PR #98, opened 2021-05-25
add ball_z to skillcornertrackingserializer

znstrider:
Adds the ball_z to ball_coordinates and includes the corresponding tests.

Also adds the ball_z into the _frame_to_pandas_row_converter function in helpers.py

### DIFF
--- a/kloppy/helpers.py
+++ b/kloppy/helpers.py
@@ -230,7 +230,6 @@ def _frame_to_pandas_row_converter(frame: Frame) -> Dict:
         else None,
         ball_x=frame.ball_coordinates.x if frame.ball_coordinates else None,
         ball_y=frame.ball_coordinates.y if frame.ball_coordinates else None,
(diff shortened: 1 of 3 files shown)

:::

• _What to do_: Your task is to transcribe exactly the lines from the one with "ball_y=frame.ball_coordinates.y if frame.ball_coordinates" through the end of the data, both included, and nothing besides.

• _Answer space_:
         ball_y=frame.ball_coordinates.y if frame.ball_coordinates else None,
(diff shortened: 1 of 3 files shown)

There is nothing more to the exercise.